Only certain lines below are wanted: those starting at the line containing "PR #1168, opened 2020-02-25" and ending at the line containing "findByText(new RegExp(desiredEmail, 'i'));", both included, each retyped exactly.

Stored data
*** Begin section ***
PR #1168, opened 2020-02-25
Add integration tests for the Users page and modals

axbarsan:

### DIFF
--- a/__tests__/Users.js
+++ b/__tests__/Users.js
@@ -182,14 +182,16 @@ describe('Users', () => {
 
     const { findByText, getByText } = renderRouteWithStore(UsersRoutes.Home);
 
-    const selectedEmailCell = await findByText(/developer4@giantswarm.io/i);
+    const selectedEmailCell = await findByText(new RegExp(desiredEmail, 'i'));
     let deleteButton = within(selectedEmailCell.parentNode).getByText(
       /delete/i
*** End section ***
*** Begin section ***
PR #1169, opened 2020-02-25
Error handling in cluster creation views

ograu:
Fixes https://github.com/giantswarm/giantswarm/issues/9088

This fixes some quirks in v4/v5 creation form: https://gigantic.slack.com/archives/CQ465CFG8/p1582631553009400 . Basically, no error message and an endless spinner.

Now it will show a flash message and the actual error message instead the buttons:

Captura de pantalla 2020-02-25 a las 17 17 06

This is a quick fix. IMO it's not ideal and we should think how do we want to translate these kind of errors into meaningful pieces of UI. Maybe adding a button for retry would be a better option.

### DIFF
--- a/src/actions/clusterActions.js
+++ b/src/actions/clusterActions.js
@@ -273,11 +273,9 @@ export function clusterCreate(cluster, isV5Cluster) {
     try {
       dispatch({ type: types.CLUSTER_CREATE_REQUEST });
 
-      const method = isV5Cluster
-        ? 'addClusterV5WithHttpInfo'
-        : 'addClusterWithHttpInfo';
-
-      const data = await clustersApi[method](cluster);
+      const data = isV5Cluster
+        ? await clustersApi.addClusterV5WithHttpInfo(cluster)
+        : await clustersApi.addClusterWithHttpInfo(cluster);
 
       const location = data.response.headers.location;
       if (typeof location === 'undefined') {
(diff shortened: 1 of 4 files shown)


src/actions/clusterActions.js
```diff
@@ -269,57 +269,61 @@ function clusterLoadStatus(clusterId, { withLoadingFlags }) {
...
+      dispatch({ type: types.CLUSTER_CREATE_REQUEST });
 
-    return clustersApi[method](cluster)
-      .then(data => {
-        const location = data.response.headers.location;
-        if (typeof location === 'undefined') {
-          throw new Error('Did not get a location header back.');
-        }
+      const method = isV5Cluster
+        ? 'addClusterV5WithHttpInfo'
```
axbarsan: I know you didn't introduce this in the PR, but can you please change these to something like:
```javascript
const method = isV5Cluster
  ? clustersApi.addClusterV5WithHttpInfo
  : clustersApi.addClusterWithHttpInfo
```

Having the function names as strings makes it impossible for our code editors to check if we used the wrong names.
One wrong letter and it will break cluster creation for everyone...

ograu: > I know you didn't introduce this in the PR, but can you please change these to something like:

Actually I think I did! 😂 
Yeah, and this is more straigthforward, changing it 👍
*** End section ***
*** Begin section ***
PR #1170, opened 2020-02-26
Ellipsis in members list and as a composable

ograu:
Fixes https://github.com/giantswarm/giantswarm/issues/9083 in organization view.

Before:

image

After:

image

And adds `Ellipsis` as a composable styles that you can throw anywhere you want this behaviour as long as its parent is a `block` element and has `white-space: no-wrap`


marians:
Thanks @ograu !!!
*** End section ***
### Written solution
PR #1168, opened 2020-02-25
Add integration tests for the Users page and modals

axbarsan:

### DIFF
--- a/__tests__/Users.js
+++ b/__tests__/Users.js
@@ -182,14 +182,16 @@ describe('Users', () => {
 
     const { findByText, getByText } = renderRouteWithStore(UsersRoutes.Home);
 
-    const selectedEmailCell = await findByText(/developer4@giantswarm.io/i);
+    const selectedEmailCell = await findByText(new RegExp(desiredEmail, 'i'));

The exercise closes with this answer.